Stored data entries

--

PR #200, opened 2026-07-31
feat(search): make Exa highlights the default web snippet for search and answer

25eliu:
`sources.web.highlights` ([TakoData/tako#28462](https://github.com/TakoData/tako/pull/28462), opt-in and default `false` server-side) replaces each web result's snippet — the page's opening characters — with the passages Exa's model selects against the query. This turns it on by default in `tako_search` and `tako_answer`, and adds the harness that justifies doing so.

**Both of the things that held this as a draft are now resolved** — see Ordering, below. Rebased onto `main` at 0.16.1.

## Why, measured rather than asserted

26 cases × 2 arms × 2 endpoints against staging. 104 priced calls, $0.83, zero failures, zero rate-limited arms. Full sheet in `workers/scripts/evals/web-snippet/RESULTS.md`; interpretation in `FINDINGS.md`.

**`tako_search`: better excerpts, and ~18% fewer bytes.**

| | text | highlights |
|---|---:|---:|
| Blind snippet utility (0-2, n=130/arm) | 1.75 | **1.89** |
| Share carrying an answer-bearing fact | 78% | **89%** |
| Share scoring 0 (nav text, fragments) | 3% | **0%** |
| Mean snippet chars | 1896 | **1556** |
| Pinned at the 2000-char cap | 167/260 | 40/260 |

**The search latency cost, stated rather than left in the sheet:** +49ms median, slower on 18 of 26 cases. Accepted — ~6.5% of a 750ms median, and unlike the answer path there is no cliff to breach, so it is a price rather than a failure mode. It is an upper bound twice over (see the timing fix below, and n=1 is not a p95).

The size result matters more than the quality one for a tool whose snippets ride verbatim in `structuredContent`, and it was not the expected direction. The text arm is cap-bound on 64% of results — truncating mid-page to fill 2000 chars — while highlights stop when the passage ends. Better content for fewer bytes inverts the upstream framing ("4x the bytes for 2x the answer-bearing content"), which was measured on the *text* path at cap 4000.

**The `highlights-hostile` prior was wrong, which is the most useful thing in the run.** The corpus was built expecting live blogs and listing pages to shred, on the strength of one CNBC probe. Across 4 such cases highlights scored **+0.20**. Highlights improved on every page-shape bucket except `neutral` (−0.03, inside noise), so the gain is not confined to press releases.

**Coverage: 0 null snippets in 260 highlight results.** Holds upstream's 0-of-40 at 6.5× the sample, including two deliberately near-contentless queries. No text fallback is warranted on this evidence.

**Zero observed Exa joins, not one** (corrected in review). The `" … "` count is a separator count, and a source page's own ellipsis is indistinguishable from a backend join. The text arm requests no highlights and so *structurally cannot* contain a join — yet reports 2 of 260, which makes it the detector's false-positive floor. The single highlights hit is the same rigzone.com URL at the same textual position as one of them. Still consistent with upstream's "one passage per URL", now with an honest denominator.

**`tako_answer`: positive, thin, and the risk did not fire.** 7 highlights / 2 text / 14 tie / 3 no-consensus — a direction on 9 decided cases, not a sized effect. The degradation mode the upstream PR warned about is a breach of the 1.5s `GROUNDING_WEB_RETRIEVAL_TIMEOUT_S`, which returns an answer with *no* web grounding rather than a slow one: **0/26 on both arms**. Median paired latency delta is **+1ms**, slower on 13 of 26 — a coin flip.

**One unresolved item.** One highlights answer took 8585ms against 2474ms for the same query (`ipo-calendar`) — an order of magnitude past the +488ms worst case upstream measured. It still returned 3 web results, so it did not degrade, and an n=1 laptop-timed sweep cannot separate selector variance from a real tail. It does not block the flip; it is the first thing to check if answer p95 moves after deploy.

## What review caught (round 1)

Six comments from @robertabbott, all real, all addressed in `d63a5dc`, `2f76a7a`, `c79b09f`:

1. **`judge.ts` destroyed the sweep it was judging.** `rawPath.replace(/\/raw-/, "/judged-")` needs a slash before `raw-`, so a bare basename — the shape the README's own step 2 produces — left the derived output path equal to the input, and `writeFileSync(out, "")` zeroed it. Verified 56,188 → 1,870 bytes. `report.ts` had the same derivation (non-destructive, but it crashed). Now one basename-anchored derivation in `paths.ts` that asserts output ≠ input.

--

Aim of the task
Set down, unchanged, only those lines above that fall between the line with "and ~18% fewer bytes.**" and the line with "167/260 | 40/260 |", the two end lines included.

Output
**`tako_search`: better excerpts, and ~18% fewer bytes.**

| | text | highlights |
|---|---:|---:|
| Blind snippet utility (0-2, n=130/arm) | 1.75 | **1.89** |
| Share carrying an answer-bearing fact | 78% | **89%** |
| Share scoring 0 (nav text, fragments) | 3% | **0%** |
| Mean snippet chars | 1896 | **1556** |
| Pinned at the 2000-char cap | 167/260 | 40/260 |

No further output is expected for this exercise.